The story continues as Jeff takes Brian and Zach into the woods on a camping expedition to find Bigfoot. Here, nearly nothing of note happens as most of the dialogue is Brian either making fun of Jeff or complaining about being in the woods. Toward the end of their trek, however, the trio discovers what appears to be a decaying corpse lying under a tree, with no clear cause of death. Immediately after this incident, the audience is bombarded with confusing plot twists, new characters and unrelated storylines that have little to no relevance to the film thus far. In the end, Bigfoot saves the day during a shoot-out with a drug cartel and the three main characters get the satisfying endings they never deserved. Zach and Brian get promoted and Jeff’s ex-girlfriend suddenly falls back in love with him.
With nauseating camerawork, excessive narration and uninspired performances, “15 Things You Didn’t Know About Bigfoot” really misses the mark. The horror isn’t horrifying, especially since the cameraman always seems to just miss the action. The comedy also isn’t well-developed, relying on simple conflicts toward the beginning of the film and changing course with complicated, incoherent twists at the very end.
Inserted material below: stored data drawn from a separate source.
PR #380, opened 2018-08-08
OWLS-67486: Expose internal env to pod

doxiao:
Cherry-pick a fix in master to develop.

PR #382, opened 2018-08-08
Podhelper refinement

russgold:
Includes Dongbo's symbol substitution fix
Adds unit test for the PodHelper
Refactors the code to eliminate duplication, simplify code analysis, and prepare for templating of pods.


operator/src/main/java/oracle/kubernetes/operator/helpers/PodStepContext.java
```diff
@@ -0,0 +1,605 @@
...
+  private static void hideAdminUserCredentials(List<V1EnvVar> vars) {
+    addEnvVar(vars, "ADMIN_USERNAME", null);
+    addEnvVar(vars, "ADMIN_PASSWORD", null);
+  }
+
+  static void addEnvVar(List<V1EnvVar> vars, String name, String value) {
+    vars.add(new V1EnvVar().name(name).value(value));
+  }
+
+  void doSubstitution(List<V1EnvVar> vars) {
```
doxiao: Two comments to the env token substitution part (refinement to PR #380).

1) Generic substitution is powerful, but one iteration of substitution may not be sufficient to cover all use cases. 
For example, there are three environment variables in order (A, B, C).
A references $(C)
C references $(B)
After one iteration, A still has an un-substituted reference to $(B).

2) It may not safe to allow an Pod env to reference all internal environment variables. For example, do we allow an environment variable to reference ADMIN_PASSWORD?

russgold: Point (2) is very well taken, and I need to fix that.

Point (1) is more complex. My thinking was that we would not (yet) guarantee behavior in such cases; however, I think it can be done by simply iterating until no more changes are made. I will write some tests to verify that.

russgold: On further examination, there is no risk with regard to ADMIN_PASSWORD, as we override it and set it to null.

moreaut: Where did the requirement for doSubstition come from?  I don't think it aligns with the 2.0 domain helm chart wiki - 
http://aseng-wiki.us.oracle.com/asengwiki/display/ASDevWLS/2.0+Domain+Helm+Chart
See 4.4.9 Template Parameters

doxiao: The requirement is from Verizon, see OWLS-67486: Expose internal env to pod.

russgold: I have added a new test and modified the code to address your case (1)

doxiao: The modified substitution code looks good to me.

moreaut: The 2.0 domain helm chart wiki supports by letting you set javaOptions:"...%SERVER_NAME%..."
Still don't see the need for general env var substition.
i.e. 2.0 takes what the customer configured, which can use a fixed set of variables from the table in 4.4.9, and makes a pod template.  Then the operator runtime looks up the pod template, and knows what the variable values should be for that server, and substitutes them.
i.e. it isn't based on the list of env vars.

doxiao: The original change in PR #380 only allows a number of internal environment variables to be referenced by external pod environment variables. 
I don't strongly object the general substitution approach that is proposed here as long as we don't accidentally expose things that we don't want the external to access.

We need this fix in 1.1, where the new helm charts are not available.

russgold: I agree that using predefined variables rather than env vars makes sense. My new change addresses that, and thus will be more in line with the 2.0 direction.

doxiao: The part for exposing a predefined set of variables to the Pod env looks good to me.

PR #383, opened 2018-08-09
Feature/helm operator namespace

moreaut:
Change the operator helm chart to get the namespace from helm install --namespace (instead of operatorNamespace in values.yaml), default the operator service account name to 'default'.

Change the helm testing infra to accept the --name parameter too since we'll use it as the domain uid in the domain helm chart.

Fix a few minor helm issues at the same time.

Passed jenkins: http://wls-jenkins/job/weblogic-kubernetes-operator/490


moreaut:
Includes the https://github.com/oracle/weblogic-kubernetes-operator/pull/374 changes too.

src/integration-tests/bash/run.sh
```diff
@@ -3015,11 +3036,11 @@ function test_suite {
     kubectl create namespace test1 2>&1 | sed 's/^/+/g' 
     kubectl create namespace test2 2>&1 | sed 's/^/+/g' 
 
-    if ! [ "$USE_HELM" = "true" ]; then
-      # do not create ooperator namespace when using helm charts
-      kubectl create namespace weblogic-operator-1 2>&1 | sed 's/^/+/g' 
-      kubectl create namespace weblogic-operator-2 2>&1 | sed 's/^/+/g' 
-    fi
+    # do not create operator namespace when using helm charts
```
alai8: Should we remove this comment since we need to create operator namespace now?

src/integration-tests/bash/run.sh
```diff
@@ -2502,9 +2500,31 @@ function wait_for_operator_shutdown {
...
+}
+
+function wait_for_operator_deployment_deleted {
+  namespace=$1
+  deployment="weblogic-operator"
+  deleted=false
+  iter=1
+  trace "waiting for the operator deployment ${deployment} in the namespace ${namespace} to longer exist"
+  while [ ${deleted} == false -a $iter -lt 101 ]; do
+    helm get deployment -namespace ${namespace} ${deployment}
```
alai8: i am not familiar with helm get deployment, but could you double check the syntax? I usually see namespace option with 2 dashes instead of 1. Thanks

alai8:
Do you mean "--namespace" instead of "--name"?

src/integration-tests/bash/run.sh
moreaut: Good catch - I meant 'kubectl delete ...'

src/integration-tests/bash/run.sh
moreaut: yes

moreaut:
Addressed Anthony's issues, jenkins still passes http://wls-jenkins/job/weblogic-kubernetes-operator/491/

PR #384, opened 2018-08-13
Better conflict flow resolution so that Operator resumes

rjeberhard:


operator/src/main/java/oracle/kubernetes/operator/DomainStatusUpdater.java
```diff
@@ -670,6 +676,37 @@ public NextAction onSuccess(
...
   }
 
+  private static Step getRereadDomainConflictStep(
+      DomainPresenceInfo info, V1ObjectMeta meta, Step next) {
+    return new CallBuilder()
+        .readDomainAsync(
+            meta.getName(),
+            meta.getNamespace(),
+            new ResponseStep<Domain>(next) {
+              @Override
```
russgold: If you use DefaultResponseStep, you will get much of this behavior automatically. That will improve readability by avoiding needless duplication.

operator/src/main/java/oracle/kubernetes/operator/helpers/PodStepContext.java
```diff
@@ -444,6 +515,77 @@ public NextAction onSuccess(Packet packet, CallResponse<V1Pod> callResponse) {
...
+    @Override
+    public NextAction apply(Packet packet) {
+      String domainUID = getDomainUID();
+      Step list =
+          new CallBuilder()
+              .withLabelSelectors(forDomainUid(domainUID))
+              .listPersistentVolumeAsync(
+                  new ResponseStep<V1PersistentVolumeList>(getNext()) {
+                    @Override
+                    public NextAction onFailure(
```
russgold: Use DefaultResponseStep to get this onFailure behavior without adding code.

Also, consider pulling anonymous inner classes out into named classes, to keep methods short and easier for the next person to read and modify, and please use the newer version of the onSuccess method that includes CallResponse as a replacement for the deprecated version that takes result plus statusCode plus responseHeaders.

operator/src/test/java/oracle/kubernetes/operator/helpers/PodHelperTestBase.java
```diff
@@ -196,7 +198,7 @@ V1Container getCreatedPodSpecContainer() {
 
   @Test
   public void whenNoPod_createIt() {
-    expectReadPod(getPodName()).failingWithStatus(HttpURLConnection.HTTP_NOT_FOUND);
+    onAdminExpectListPersistentVolume();
```
russgold: It looks as though you are adding onAdminExpectListPersistentValue to each and every test method. If so, avoid duplication by adding it to a setUp method.

rjeberhard: Thanks, I'll look.  That may have happened because I worked on each test case somewhat independently until I got them to work.

PR #388, opened 2018-08-17
OWLS-67486: Update doc for expose predefined env variables

doxiao:


doxiao:
This is covered in PR #391

PR #389, opened 2018-08-21
updated fix for OWLS-67651: startupControl=ALL instability

lennyphan:
Use WLS managed server name, instead of listenAddress, when handling startupControl=ALL.  This resolves instability of managed servers due to changed env properties when startupControl=ALL. This bug fix is much more simple than the previous fix for this issue.


rjeberhard:
@lennyphan  Is this in develop as well?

There were a few times during this movie where I found myself chuckling, but it wasn’t at anything I hadn’t heard before. The film did have some heartfelt scenes that were surprisingly emotional and effective, bringing a much-needed depth to the story. However, this film doesn’t really stand out in any memorable way and, unfortunately, I didn’t learn anything about Bigfoot that I didn’t already know.